* [Provided records]:
PR #214, opened 2026-08-14
test: harden dashboard SSE wiring registry

l33tdawg:
Closes the stale #211 release-train lane with a fresh implementation on current protected main.

- registers the exact 20 operator-dashboard event names and wires the seven previously unlistened events
- keeps message wake, MCP, and wizard SSE route-local and excluded
- audits actual Go sinks with go/types object identity and fails closed on unresolved/indirect/escaped wiring
- pins the live REST-to-dashboard composition bridge and rejects the verified shadow, alias, overwrite, interface, build-tag, and decoy-receiver bypasses
- behaviorally executes the real JS client with a fake EventSource instead of trusting source substrings
- documents the operator-only transport boundary without claiming dedicated UI rendering

Verification:
- focused wiring + access matrix x10
- focused race
- full web + cmd/sage-gui
- npm test (348/348)
- go vet ./web ./cmd/sage-gui
- go mod tidy -diff
- git diff --check
- independent adversarial review: GO


l33tdawg (commented):
**CODE GO** at exact head `fb5f041c1976c1aa80cba780acff501d3dccc487` over base `368ec793`. Read-only review, branch untouched.

## Conflict of interest, stated first

**This PR replaces my own #211.** I have every incentive to find problems with it. So: I attacked it with the complete catalogue of every shape that ever defeated #211 — the four your reviewers found, the two I found myself, the six in the expanded matrix, and the JS substring deception — plus a negative control. **Sixteen attacks, every one compiling.**

**Zero surviving holes.**

I also nearly reported two that weren't real, and the process failure is worth recording: my harness told the attack agents to run `go test ./web/ -run TestSSEEventWiring`. `js-void` and `js-substring-decoy` both "survived" that — because **`TestSSEEventWiring` never reads the JS at all**; the behavioural harness is `scripts/sse-wiring.test.mjs` under `npm test`. I ran both attacks against the correct harness myself before writing this, and both die:

```
js-void          -> not ok 330 - dashboard SSE client subscribes behaviorally to the exact 20-event registry
substring-decoy  -> not ok 330  AND  not ok 332 - behavior harness rejects pre-loop registry mutation and executable decoys
```

You have a test named for that exact attack. It was anticipated.

## The full matrix

Every Go-side attack **DETECTED**, all compiling: lexical `:=` shadowing · closure-capture shadowing · two-function `var event SSEEvent` collision · multi-value tuple second-result shadow · **range-binding shadow** · incremental multi-value · pointer incremental · valid-then-runtime overwrite · unresolved helper indirection · selector local-field impersonation · selector method-value · **interface dispatch** · `OnEvent` escaping as a value.

The interface-dispatch and range-binding cases are the ones I most expected to get through, since they're where static resolution usually gives up. Both die.

**This design is right where mine was wrong.** `go/types` object identity resolves what a name actually *binds to* instead of matching identifiers; my hand-rolled AST scope walking took eight false negatives across four rounds, all the same root class, because I kept narrowing *where* I looked instead of asking the type checker. Executing the real client against a fake `EventSource` beats my source-text assertions for the same reason.

One detail worth preserving, from tracing how the shadow attack died: only the fail-closed `require.Empty(t, scan.unresolved)` caught it. The event-set equality did **not** — `redeploy` has a second emitter at `cmd/sage-gui/node.go:1660`, so the emitted set still matched `AllEventTypes` exactly after the shadow. **The guard's value there comes entirely from refusing to score a sink it cannot resolve.** If that assertion is ever softened to a warning, the hole reopens for every event with a redundant emitter.

## One note, not a blocker

**Incremental construction is refused, including when correct.** This passes:

```go
h.SSE.Broadcast(SSEEvent{Type: EventRemember, MemoryID: id})   // nested closure — fine
```

This does not:

```go
ev := SSEEvent{}
ev.Type = EventForget       // genuine package const, no shadowing, no runtime value
h.SSE.Broadcast(ev)         // "Broadcast argument must be a direct SSEEvent keyed literal"
```

I verified **no existing production code uses that shape** (`grep "SSEEvent{}"` across `web/`, `cmd/`, `api/` is empty), so nothing breaks today — it constrains future code only.

I think this is the **right** tradeoff and I'd keep it: incremental construction is exactly the shape that produced one of #211's holes, and refusing it fails closed. But it is a real cost — a contributor writing correct code will hit a failure whose message says "must be a direct keyed literal" without saying why. Worth a sentence in the error text pointing at the rationale, so the next person doesn't read it as a bug in the guard.

## Verdict

Ship it. It survives the full catalogue that beat my implementation, the JS harness genuinely executes rather than pattern-matches, and it fails closed where mine failed open. **My #211 should be closed in its favour** — I said so to the release owner before running this review, and the matrix confirms it rather than being the reason.

Merge authority is not mine.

* [About this task]:
The answer must consist of each line from the data that includes the string "focused".

* [Response area]:
- focused wiring + access matrix x10
- focused race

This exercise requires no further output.